- Born: August 28, 1935 Sekondi, Western Region
- Died: April 22, 2023 (aged 87)
- Citizenship: Ghanaian
- Education: Achimota School; University of London;
- Scientific career
- Thesis: Vegetative anatomy and taxonomy of the dioscoreaceae (1966)

= Edward S. Ayensu =

Ghanaian scientist (1935–2023)

Edward Solomon Ayensu (August 28, 1935 – April 22, 2023) was a Ghanaian life scientist and professor. He was an international development advisor on science, technology and economic development. He was a founding Fellow of the African Academy of Sciences.

== Education ==
Ayensu was born in Sekondi in Western Region of Ghana on 28 August 1935. Ayensu obtained his doctorate from the University of London, and was appointed a visiting fellow at Wolfson College, Oxford University. His doctoral research considered the taxonomy of dioscorea.

== Career ==
In 1978, the Smithsonian Institution established the Office of Biological Conservation, with Ayensu as director. Here he was responsible for the Smithsonian conservation activities, and the development of new conservation initiatives. Here he wrote "Endangered and Threatened Plants of the United States."

Ayensu held many leadership positions in African sciences, including acting as the Chairman of the Presidential Advisory Council on Science, Technology and Innovation (PACSTI) Ghana, chairman of the board of trustees of the African Institute for Mathematical Sciences (AIMS) Ghana, chairman of the board of trustees of the Accra Institute of Technology (AIT) and president of the Energy Globe Foundation. He was Chairman of the World Bank Inspection Panel; chairman of the Council for Scientific and Industrial Research (CSIR) Ghana; senior advisor to the president and director of Central Projects Department, African Development Bank and President of the Pan-African Union for Science and Technology. He was also formerly member of the board of trustees of the UN University for Peace, member of the advisory board of the Sustainable Forestry Management Limited (SFM) and secretary-general of the International Union of Biological Sciences and he was the founding chairman of the African Biosciences Network.

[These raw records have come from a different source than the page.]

PR #1423, opened 2025-05-03
Replace symbol for similarity

### LINKED ISSUE #1418: Change symbol for similarity
The library has adopted the symbol `≈` for "similarity" of elements, for instance, for elements in preorders, and ranks of elements in a W-type. However, from my mathematical training, the symbol `≈` was used to mean "approximates", e.g., "`3 ≈ π`" _relative to some externally defined criterion_, and this seems to be how the symbol is used by many mathematicians still today. Part of the point of approximations is that they allow simplifying assumptions that include more solutions that are still satisfactory according to some criterion. However, with our current usage of the symbol, two elements are approximately the same in an extensional structure if and only if they are literally the same. Therefore, I propose using a different symbol for the notion of similarity of elements.
- [Approximation](https://en.wikipedia.org/wiki/Approximation) at Wikipedia
- [Almost equal to `≈`](https://codepoints.net/U+2248) at codepoints.net

Some suggestions for alternatives are
- `~`, tilde, is already used for similarity of functions, and is commonly used for equivalence relation reasoning (note that approximation relations are commonly non-transitive!)
- `∼` the [tilde operator](https://codepoints.net/U+223c). `agda-input: \sim`
- `≍`, `agda-input: \asymp`, is used for similarities/indistinguishabilities in the book [The Univalence Principle](https://arxiv.org/abs/2102.06275)

fredrik-bakke:
Replace the current notation for similarity/indiscernibility `x ≈ y` with `x ≍ y` as proposed in #1418.

Resolves #1418.

### DIFF
--- a/src/foundation/images-subtypes.lagda.md
+++ b/src/foundation/images-subtypes.lagda.md
@@ -205,7 +205,7 @@ module _
 **Proof:** The asserted similarity follows at once from the similarity
 
 ```text
-  pullback-subtype (g ∘ f) ≈ pullback-subtype g ∘ pullback-subtype f
+  pullback-subtype (g ∘ f) ≍ pullback-subtype g ∘ pullback-subtype f
 ```
 
 via the image-pullback Galois connection.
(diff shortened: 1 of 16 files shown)


EgbertRijke:
I think I'll just remove the symbol entirely for now. You were right to point out that the symbol ≈ was not used in its most conventional meaning here. I think we can say similarly that the most conventional meaning of ≍ is asymptotic equivalence, if I understand it correctly, so it shouldn't be used here either.

PR #1428, opened 2025-05-12
Autoformatting for BibTeX

fredrik-bakke:
Sets up autoformatting for BibTeX files using `bibtex-tidy`. This sorts, aligns, and appropriately punctuates`references.bib`. It also adds the convention to have a comma after the last field in an entry. This is to make fields easier to copy-paste and edit.


.pre-commit-config.yaml
```diff
@@ -90,6 +90,40 @@ repos:
...
 
+      - id: format-bibtex
+        name: Format BibTeX references
+        language: system
+        files: \.bib$
+        types: [file]
+        entry: >
+          bash -c ' if ! command -v bibtex-tidy &> /dev/null; then
+            echo "bibtex-tidy not found, installing via npm..."
+            npm install -g bibtex-tidy
```
VojtechStep, line 101: AFAIK so far we managed to avoid explicitly depending on and messing with the user's nodejs installation. I have a strong preference to keep it that way. bibtex-tidy looks like it ships with a [pre-commit hook](https://github.com/FlamingTempura/bibtex-tidy#sec-precommit). Is there a reason for not using it?

fredrik-bakke: Oh, nice!

fredrik-bakke: I switched up the setup to do as you suggest. Thanks for checking!

references.bib
```diff
@@ -1,959 +1,956 @@
...
-  journal     = {{Logical Methods in Computer Science}},
-  volume      = {19},
-  issue       = {2},
-  year        = {2023},
-  month       = {05},
-  keywords    = {Computer Science - Logic in Computer Science ; Mathematics - Logic},
-  eprint      = {2111.00482},
-  eprinttype  = {arxiv},
-  eprintclass = {cs}
+  title         = {On Small Types in Univalent Foundations},
```
VojtechStep, line 281: The double curly braces are removed from this title and journal, and from at least on other title (Awodey22); is that change correct?

fredrik-bakke: Thanks for catching that. Indeed, it was a mistake that crept in during development

fredrik-bakke:
@VojtechStep Just want to check, you are not finished with a review?

VojtechStep:
I am, I was waiting for the checks to finish, but now I see they aren't running for some reason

== Honours and recognition ==
In addition to being a Fellow of the Ghana Academy of Arts and Sciences, Ayensu was a Foreign Fellow of the India National Sciences Academy, Fellow of TWAS Academy of Sciences for the Developing World, Founding Fellow of the African Academy of Sciences and Fellow of the New York Academy of Sciences. He was awarded the TWAS Medal in Biology in 2004.

He travelled extensively the world over for field research in the biological sciences and workshops, meetings and conferences on environment and development; and as a consultant on science and technology for development especially in agro-industries, energy and mining in developing countries and the promotion of private sector initiatives in Africa.

Ayensu has authored many books and published numerous scientific and technical papers. In 1997 he authored a book named Ashanti Gold.

== Personal life ==
His mother, Grace Ayensu was a member of parliament during the first republic. He was a prolific writer and an amateur photographer.